Problem statement: In the entries below, find each line with the string "blue" and copy it.

Data supplied:
Issue #40, opened 2017-08-28
Tokens File


jamesmelzer:
### Deliver

* Place YAML tokens file in site hierarchy
* Setup build process to convert YAML to JSON to SASS
* Create YAML hierarchy

see Design #39

PR #149, opened 2018-06-15
#40 tokens file

jamesmelzer:
Dropping this into PR early to get feedback and comments. I expect to iterate on this before merging.

### DIFF
--- a/library/tokens/tokens.yaml
+++ b/library/tokens/tokens.yaml
@@ -31,10 +31,6 @@ text-color :
   secondary : *color-neutral-35
   link :      *color-blue-default
   disabled :  *color-neutral-70
-background-color :
-  shell :     *color-white
-  card :      *color-neutral-95
-  opening :   *color-neutral-90
 icon-color :  *color-blue-default
 interactive-color :
   focus:      *color-blue-30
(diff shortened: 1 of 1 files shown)


library/tokens/tokens.yaml
```diff
@@ -0,0 +1,183 @@
+## spirit-design-system v0.0.1
+##--------------------------------------------------
+# ====== palette ======= #
+color :
+  black : &color-black      "#00081A"
+  neutral :
+    35  : &color-neutral-35 "#575859"
+    70  : &color-neutral-70 "#AFB0B3"
+    95  : &color-neutral-95 "#536065"
```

Task answer:
   link :      *color-blue-default
 icon-color :  *color-blue-default
   focus:      *color-blue-30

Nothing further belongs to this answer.